# Favorite Acts to See Live (Classical and Non-Classical)



## Captainnumber36 (Jan 19, 2017)

Most Classical Orchestras satisfy me, I'm not fantastic at hearing the differences between them. Now, I can hear the difference between a particular interpretation of a work versus another, and that's all I use to base my opinion of a performance on.

They rarely make mistakes. 

Other than that:

Dave Matthews Band
Tedeschi Trucks Band
Mike Gordon Band
Trey Anastasio Band
Phish

These jambands are fun to see live!

I also love Rufus Wainwright. I've only seen him once though, and it was long ago, but fantastic!


----------



## mbhaub (Dec 2, 2016)

Classical Acts: I don't go to any concerts because of WHO is playing. It's always WHAT they're playing that matters. I've been to enough concerts with world famous orchestras and concerts. There's music I want to hear live and I don't care if it's the Vienna Philharmonic or the Cheyenne Symphony doing it. The music is the most important thing. Still, hearing a world class orchestra play is thrilling: the accuracy, the intonation, the phrasing - it's amazing.

Non-Classical: Willie Nelson puts on a fine, entertaining show every time. So does Frankie Valli. Clay Walker has faded from his glory days, but still puts on an exciting show every time.


----------



## Fredx2098 (Jun 24, 2018)

I saw a performance of Monteverdi's L'Orfeo at the Harris Theater in Chicago that was absolutely flawless in every way. I'm not sure what the ensemble was or if it was a resident ensemble of the theater, but everything was perfect. Everything was played, sung, and performed perfectly. The instruments were on stage along with the performers and given at least as much importance as the singers, as opposed to every other opera I've seen where the instruments are hidden in the pit which I do not like.


----------



## Captainnumber36 (Jan 19, 2017)

mbhaub said:


> Classical Acts: I don't go to any concerts because of WHO is playing. It's always WHAT they're playing that matters. I've been to enough concerts with world famous orchestras and concerts. There's music I want to hear live and I don't care if it's the Vienna Philharmonic or the Cheyenne Symphony doing it. The music is the most important thing. Still, hearing a world class orchestra play is thrilling: the accuracy, the intonation, the phrasing - it's amazing.
> 
> Non-Classical: Willie Nelson puts on a fine, entertaining show every time. So does Frankie Valli. Clay Walker has faded from his glory days, but still puts on an exciting show every time.

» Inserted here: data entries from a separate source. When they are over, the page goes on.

PR #1217, opened 2024-05-15
rust: inherit deps from the workspace to keep versions in sync

benma:
Specify the dep and its version only once.

https://doc.rust-lang.org/cargo/reference/workspaces.html#the-dependencies-table


asi345 (approved):
good idea for efficiency, tACK!

benma:
Merged as part of another PR, closing this.

PR #1222, opened 2024-06-03
.ci: also build simulator

benma:
To catch regressions.


asi345 (approved):
Good idea to test the state of the simulator too, utACK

I agree, it's the what more than the who or where for me as well. Though, I do like seeing Classical in ornate halls.


----------



## Captainnumber36 (Jan 19, 2017)

I edited the OP, but wanted to make a new post to say I add Rufus Wainwright to my list as well. I love him dearly!


----------



## bharbeke (Mar 4, 2013)

Non-Classical:

Garth Brooks
Vince Gill
Brad Paisley
Keith Urban
Reba McEntire
Darius Rucker
Rascal Flatts
Collin Raye
Dwight Yoakam
Clint Black
Foreigner
Trans-Siberian Orchestra

Classical:

Any major city orchestra, but typically my home team The Phoenix Symphony


----------



## endelbendel (Jul 7, 2018)

For classical, the venue matters a lot. For my area, say, Symphony Hall > Tuckerman Hall > Mechanics Hall.
Recently heard Taj Mahal live: way beyond and bigger than his recordings - pure joy; healing.


----------